**Work task**
The entries that follow need to be returned without any alteration.

**Records to use**

--- START ---

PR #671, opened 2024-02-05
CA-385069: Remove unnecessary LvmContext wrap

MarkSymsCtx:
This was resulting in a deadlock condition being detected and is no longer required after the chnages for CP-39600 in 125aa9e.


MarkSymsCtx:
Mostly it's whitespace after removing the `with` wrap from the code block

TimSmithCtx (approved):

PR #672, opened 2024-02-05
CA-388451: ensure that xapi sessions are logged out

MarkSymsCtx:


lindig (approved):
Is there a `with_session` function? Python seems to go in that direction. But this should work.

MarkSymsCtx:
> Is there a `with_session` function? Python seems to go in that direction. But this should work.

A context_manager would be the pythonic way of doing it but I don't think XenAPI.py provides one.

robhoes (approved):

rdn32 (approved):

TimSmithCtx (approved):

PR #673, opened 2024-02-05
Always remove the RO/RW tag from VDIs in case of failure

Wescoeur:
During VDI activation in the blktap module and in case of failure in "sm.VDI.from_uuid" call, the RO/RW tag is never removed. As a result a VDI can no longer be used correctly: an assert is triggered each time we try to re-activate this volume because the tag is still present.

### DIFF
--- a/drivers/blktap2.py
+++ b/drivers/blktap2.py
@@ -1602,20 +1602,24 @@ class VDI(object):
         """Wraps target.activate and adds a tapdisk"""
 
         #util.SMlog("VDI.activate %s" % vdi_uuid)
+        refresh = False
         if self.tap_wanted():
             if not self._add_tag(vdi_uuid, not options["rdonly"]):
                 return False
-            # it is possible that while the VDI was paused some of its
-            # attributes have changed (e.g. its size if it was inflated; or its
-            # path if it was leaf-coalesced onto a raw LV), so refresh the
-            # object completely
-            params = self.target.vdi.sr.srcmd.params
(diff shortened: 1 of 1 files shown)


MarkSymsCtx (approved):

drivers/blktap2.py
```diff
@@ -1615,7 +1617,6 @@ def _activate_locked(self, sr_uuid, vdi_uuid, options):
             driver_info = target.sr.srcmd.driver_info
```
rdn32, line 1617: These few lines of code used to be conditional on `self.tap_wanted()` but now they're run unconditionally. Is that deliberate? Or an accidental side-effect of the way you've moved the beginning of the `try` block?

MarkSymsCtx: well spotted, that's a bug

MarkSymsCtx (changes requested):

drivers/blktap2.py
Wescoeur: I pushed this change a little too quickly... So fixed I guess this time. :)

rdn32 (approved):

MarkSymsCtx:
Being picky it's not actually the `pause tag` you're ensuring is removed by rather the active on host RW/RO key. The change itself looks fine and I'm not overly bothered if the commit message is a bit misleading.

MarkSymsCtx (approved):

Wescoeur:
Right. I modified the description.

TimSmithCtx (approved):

--- END ---

**Answer to the problem**
PR #671, opened 2024-02-05
CA-385069: Remove unnecessary LvmContext wrap

MarkSymsCtx:
This was resulting in a deadlock condition being detected and is no longer required after the chnages for CP-39600 in 125aa9e.


MarkSymsCtx:
Mostly it's whitespace after removing the `with` wrap from the code block

TimSmithCtx (approved):

PR #672, opened 2024-02-05
CA-388451: ensure that xapi sessions are logged out

MarkSymsCtx:


lindig (approved):
Is there a `with_session` function? Python seems to go in that direction. But this should work.

MarkSymsCtx:
> Is there a `with_session` function? Python seems to go in that direction. But this should work.

A context_manager would be the pythonic way of doing it but I don't think XenAPI.py provides one.

robhoes (approved):

rdn32 (approved):

TimSmithCtx (approved):

PR #673, opened 2024-02-05
Always remove the RO/RW tag from VDIs in case of failure

Wescoeur:
During VDI activation in the blktap module and in case of failure in "sm.VDI.from_uuid" call, the RO/RW tag is never removed. As a result a VDI can no longer be used correctly: an assert is triggered each time we try to re-activate this volume because the tag is still present.

### DIFF
--- a/drivers/blktap2.py
+++ b/drivers/blktap2.py
@@ -1602,20 +1602,24 @@ class VDI(object):
         """Wraps target.activate and adds a tapdisk"""
 
         #util.SMlog("VDI.activate %s" % vdi_uuid)
+        refresh = False
         if self.tap_wanted():
             if not self._add_tag(vdi_uuid, not options["rdonly"]):
                 return False
-            # it is possible that while the VDI was paused some of its
-            # attributes have changed (e.g. its size if it was inflated; or its
-            # path if it was leaf-coalesced onto a raw LV), so refresh the
-            # object completely
-            params = self.target.vdi.sr.srcmd.params
(diff shortened: 1 of 1 files shown)


MarkSymsCtx (approved):

drivers/blktap2.py
```diff
@@ -1615,7 +1617,6 @@ def _activate_locked(self, sr_uuid, vdi_uuid, options):
             driver_info = target.sr.srcmd.driver_info
```
rdn32, line 1617: These few lines of code used to be conditional on `self.tap_wanted()` but now they're run unconditionally. Is that deliberate? Or an accidental side-effect of the way you've moved the beginning of the `try` block?

MarkSymsCtx: well spotted, that's a bug

MarkSymsCtx (changes requested):

drivers/blktap2.py
Wescoeur: I pushed this change a little too quickly... So fixed I guess this time. :)

rdn32 (approved):

MarkSymsCtx:
Being picky it's not actually the `pause tag` you're ensuring is removed by rather the active on host RW/RO key. The change itself looks fine and I'm not overly bothered if the commit message is a bit misleading.

MarkSymsCtx (approved):

Wescoeur:
Right. I modified the description.

TimSmithCtx (approved):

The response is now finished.